[Problem description] Write all of the entries again. Keep them exactly as they are.

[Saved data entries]

::::

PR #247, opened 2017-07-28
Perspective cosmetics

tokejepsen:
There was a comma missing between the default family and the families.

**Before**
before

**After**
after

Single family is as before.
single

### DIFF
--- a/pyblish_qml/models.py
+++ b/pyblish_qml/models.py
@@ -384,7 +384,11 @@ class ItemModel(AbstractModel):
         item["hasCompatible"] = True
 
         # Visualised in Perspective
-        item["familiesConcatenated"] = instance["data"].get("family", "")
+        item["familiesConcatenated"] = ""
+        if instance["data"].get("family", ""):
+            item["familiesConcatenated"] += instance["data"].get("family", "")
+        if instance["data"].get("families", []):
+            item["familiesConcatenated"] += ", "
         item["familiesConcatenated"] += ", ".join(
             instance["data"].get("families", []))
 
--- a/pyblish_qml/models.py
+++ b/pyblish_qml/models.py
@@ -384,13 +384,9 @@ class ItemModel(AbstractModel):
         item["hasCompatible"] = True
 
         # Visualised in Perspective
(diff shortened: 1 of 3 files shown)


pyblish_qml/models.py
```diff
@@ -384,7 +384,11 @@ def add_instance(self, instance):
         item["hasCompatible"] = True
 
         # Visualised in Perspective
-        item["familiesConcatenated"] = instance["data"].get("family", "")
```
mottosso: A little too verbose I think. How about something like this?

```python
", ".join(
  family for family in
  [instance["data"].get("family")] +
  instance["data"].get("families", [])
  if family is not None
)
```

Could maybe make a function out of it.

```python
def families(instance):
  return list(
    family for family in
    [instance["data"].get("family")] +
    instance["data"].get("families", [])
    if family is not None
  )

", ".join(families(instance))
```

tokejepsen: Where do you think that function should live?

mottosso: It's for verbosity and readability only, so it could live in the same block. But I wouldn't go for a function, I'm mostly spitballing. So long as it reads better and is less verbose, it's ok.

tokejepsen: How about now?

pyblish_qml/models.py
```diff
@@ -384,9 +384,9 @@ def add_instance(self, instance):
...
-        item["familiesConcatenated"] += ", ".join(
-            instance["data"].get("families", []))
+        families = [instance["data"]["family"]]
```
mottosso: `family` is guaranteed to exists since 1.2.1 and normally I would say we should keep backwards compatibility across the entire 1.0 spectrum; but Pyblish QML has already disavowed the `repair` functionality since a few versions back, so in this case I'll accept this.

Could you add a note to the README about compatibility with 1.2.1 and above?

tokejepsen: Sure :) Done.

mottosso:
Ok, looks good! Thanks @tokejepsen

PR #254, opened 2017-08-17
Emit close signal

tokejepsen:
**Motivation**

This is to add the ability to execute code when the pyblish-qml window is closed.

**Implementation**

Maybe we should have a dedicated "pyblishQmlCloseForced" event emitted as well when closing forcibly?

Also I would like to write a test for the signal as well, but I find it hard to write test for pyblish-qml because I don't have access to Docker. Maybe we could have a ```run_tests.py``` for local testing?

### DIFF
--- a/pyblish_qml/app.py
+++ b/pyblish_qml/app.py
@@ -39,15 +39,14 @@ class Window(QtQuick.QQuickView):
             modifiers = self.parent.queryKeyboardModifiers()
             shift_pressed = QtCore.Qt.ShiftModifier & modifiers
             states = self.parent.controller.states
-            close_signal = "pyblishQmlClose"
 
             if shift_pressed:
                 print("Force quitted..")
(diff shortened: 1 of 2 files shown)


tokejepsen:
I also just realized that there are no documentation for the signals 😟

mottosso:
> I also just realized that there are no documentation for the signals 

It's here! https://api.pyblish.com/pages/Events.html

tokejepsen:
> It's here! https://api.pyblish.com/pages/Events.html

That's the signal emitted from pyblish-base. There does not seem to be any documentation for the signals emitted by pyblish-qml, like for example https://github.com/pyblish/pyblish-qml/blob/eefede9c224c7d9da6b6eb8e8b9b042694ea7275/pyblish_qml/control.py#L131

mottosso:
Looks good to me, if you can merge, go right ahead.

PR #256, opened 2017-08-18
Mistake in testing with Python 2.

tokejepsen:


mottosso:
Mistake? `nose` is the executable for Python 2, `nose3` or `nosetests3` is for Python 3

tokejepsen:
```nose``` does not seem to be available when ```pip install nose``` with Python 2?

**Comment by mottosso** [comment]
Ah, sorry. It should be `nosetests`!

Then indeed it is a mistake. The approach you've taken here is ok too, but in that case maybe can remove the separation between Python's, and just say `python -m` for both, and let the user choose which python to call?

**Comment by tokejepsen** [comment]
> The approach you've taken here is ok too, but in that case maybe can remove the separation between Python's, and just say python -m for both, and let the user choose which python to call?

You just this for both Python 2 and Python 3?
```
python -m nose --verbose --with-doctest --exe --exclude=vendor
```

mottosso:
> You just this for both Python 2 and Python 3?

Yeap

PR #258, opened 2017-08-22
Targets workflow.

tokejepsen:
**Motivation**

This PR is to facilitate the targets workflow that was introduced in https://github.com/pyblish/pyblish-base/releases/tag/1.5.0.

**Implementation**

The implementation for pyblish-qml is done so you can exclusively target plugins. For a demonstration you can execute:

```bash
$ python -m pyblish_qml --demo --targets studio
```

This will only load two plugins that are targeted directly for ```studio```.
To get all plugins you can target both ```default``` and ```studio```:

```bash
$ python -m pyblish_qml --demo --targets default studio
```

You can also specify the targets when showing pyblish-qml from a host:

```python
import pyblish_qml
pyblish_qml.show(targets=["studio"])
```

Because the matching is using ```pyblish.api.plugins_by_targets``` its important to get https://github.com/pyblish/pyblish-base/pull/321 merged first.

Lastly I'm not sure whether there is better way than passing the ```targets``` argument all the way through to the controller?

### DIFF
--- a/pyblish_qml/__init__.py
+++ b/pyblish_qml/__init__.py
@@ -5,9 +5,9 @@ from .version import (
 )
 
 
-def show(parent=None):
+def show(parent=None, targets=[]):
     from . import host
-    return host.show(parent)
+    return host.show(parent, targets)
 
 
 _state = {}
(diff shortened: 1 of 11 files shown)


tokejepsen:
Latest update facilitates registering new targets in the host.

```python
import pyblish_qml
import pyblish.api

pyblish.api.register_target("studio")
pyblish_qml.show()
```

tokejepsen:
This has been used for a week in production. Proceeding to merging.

::::

[Expected answer]
PR #247, opened 2017-07-28
Perspective cosmetics

tokejepsen:
There was a comma missing between the default family and the families.

**Before**
before

**After**
after

Single family is as before.
single

### DIFF
--- a/pyblish_qml/models.py
+++ b/pyblish_qml/models.py
@@ -384,7 +384,11 @@ class ItemModel(AbstractModel):
         item["hasCompatible"] = True
 
         # Visualised in Perspective
-        item["familiesConcatenated"] = instance["data"].get("family", "")
+        item["familiesConcatenated"] = ""
+        if instance["data"].get("family", ""):
+            item["familiesConcatenated"] += instance["data"].get("family", "")
+        if instance["data"].get("families", []):
+            item["familiesConcatenated"] += ", "
         item["familiesConcatenated"] += ", ".join(
             instance["data"].get("families", []))
 
--- a/pyblish_qml/models.py
+++ b/pyblish_qml/models.py
@@ -384,13 +384,9 @@ class ItemModel(AbstractModel):
         item["hasCompatible"] = True
 
         # Visualised in Perspective
(diff shortened: 1 of 3 files shown)


pyblish_qml/models.py
```diff
@@ -384,7 +384,11 @@ def add_instance(self, instance):
         item["hasCompatible"] = True
 
         # Visualised in Perspective
-        item["familiesConcatenated"] = instance["data"].get("family", "")
```
mottosso: A little too verbose I think. How about something like this?

```python
", ".join(
  family for family in
  [instance["data"].get("family")] +
  instance["data"].get("families", [])
  if family is not None
)
```

Could maybe make a function out of it.

```python
def families(instance):
  return list(
    family for family in
    [instance["data"].get("family")] +
    instance["data"].get("families", [])
    if family is not None
  )

", ".join(families(instance))
```

tokejepsen: Where do you think that function should live?

mottosso: It's for verbosity and readability only, so it could live in the same block. But I wouldn't go for a function, I'm mostly spitballing. So long as it reads better and is less verbose, it's ok.

tokejepsen: How about now?

pyblish_qml/models.py
```diff
@@ -384,9 +384,9 @@ def add_instance(self, instance):
...
-        item["familiesConcatenated"] += ", ".join(
-            instance["data"].get("families", []))
+        families = [instance["data"]["family"]]
```
mottosso: `family` is guaranteed to exists since 1.2.1 and normally I would say we should keep backwards compatibility across the entire 1.0 spectrum; but Pyblish QML has already disavowed the `repair` functionality since a few versions back, so in this case I'll accept this.

Could you add a note to the README about compatibility with 1.2.1 and above?

tokejepsen: Sure :) Done.

mottosso:
Ok, looks good! Thanks @tokejepsen

PR #254, opened 2017-08-17
Emit close signal

tokejepsen:
**Motivation**

This is to add the ability to execute code when the pyblish-qml window is closed.

**Implementation**

Maybe we should have a dedicated "pyblishQmlCloseForced" event emitted as well when closing forcibly?

Also I would like to write a test for the signal as well, but I find it hard to write test for pyblish-qml because I don't have access to Docker. Maybe we could have a ```run_tests.py``` for local testing?

### DIFF
--- a/pyblish_qml/app.py
+++ b/pyblish_qml/app.py
@@ -39,15 +39,14 @@ class Window(QtQuick.QQuickView):
             modifiers = self.parent.queryKeyboardModifiers()
             shift_pressed = QtCore.Qt.ShiftModifier & modifiers
             states = self.parent.controller.states
-            close_signal = "pyblishQmlClose"
 
             if shift_pressed:
                 print("Force quitted..")
(diff shortened: 1 of 2 files shown)


tokejepsen:
I also just realized that there are no documentation for the signals 😟

mottosso:
> I also just realized that there are no documentation for the signals 

It's here! https://api.pyblish.com/pages/Events.html

tokejepsen:
> It's here! https://api.pyblish.com/pages/Events.html

That's the signal emitted from pyblish-base. There does not seem to be any documentation for the signals emitted by pyblish-qml, like for example https://github.com/pyblish/pyblish-qml/blob/eefede9c224c7d9da6b6eb8e8b9b042694ea7275/pyblish_qml/control.py#L131

mottosso:
Looks good to me, if you can merge, go right ahead.

PR #256, opened 2017-08-18
Mistake in testing with Python 2.

tokejepsen:


mottosso:
Mistake? `nose` is the executable for Python 2, `nose3` or `nosetests3` is for Python 3

tokejepsen:
```nose``` does not seem to be available when ```pip install nose``` with Python 2?

**Comment by mottosso** [comment]
Ah, sorry. It should be `nosetests`!

Then indeed it is a mistake. The approach you've taken here is ok too, but in that case maybe can remove the separation between Python's, and just say `python -m` for both, and let the user choose which python to call?

**Comment by tokejepsen** [comment]
> The approach you've taken here is ok too, but in that case maybe can remove the separation between Python's, and just say python -m for both, and let the user choose which python to call?

You just this for both Python 2 and Python 3?
```
python -m nose --verbose --with-doctest --exe --exclude=vendor
```

mottosso:
> You just this for both Python 2 and Python 3?

Yeap

PR #258, opened 2017-08-22
Targets workflow.

tokejepsen:
**Motivation**

This PR is to facilitate the targets workflow that was introduced in https://github.com/pyblish/pyblish-base/releases/tag/1.5.0.

**Implementation**

The implementation for pyblish-qml is done so you can exclusively target plugins. For a demonstration you can execute:

```bash
$ python -m pyblish_qml --demo --targets studio
```

This will only load two plugins that are targeted directly for ```studio```.
To get all plugins you can target both ```default``` and ```studio```:

```bash
$ python -m pyblish_qml --demo --targets default studio
```

You can also specify the targets when showing pyblish-qml from a host:

```python
import pyblish_qml
pyblish_qml.show(targets=["studio"])
```

Because the matching is using ```pyblish.api.plugins_by_targets``` its important to get https://github.com/pyblish/pyblish-base/pull/321 merged first.

Lastly I'm not sure whether there is better way than passing the ```targets``` argument all the way through to the controller?

### DIFF
--- a/pyblish_qml/__init__.py
+++ b/pyblish_qml/__init__.py
@@ -5,9 +5,9 @@ from .version import (
 )
 
 
-def show(parent=None):
+def show(parent=None, targets=[]):
     from . import host
-    return host.show(parent)
+    return host.show(parent, targets)
 
 
 _state = {}
(diff shortened: 1 of 11 files shown)


tokejepsen:
Latest update facilitates registering new targets in the host.

```python
import pyblish_qml
import pyblish.api

pyblish.api.register_target("studio")
pyblish_qml.show()
```

tokejepsen:
This has been used for a week in production. Proceeding to merging.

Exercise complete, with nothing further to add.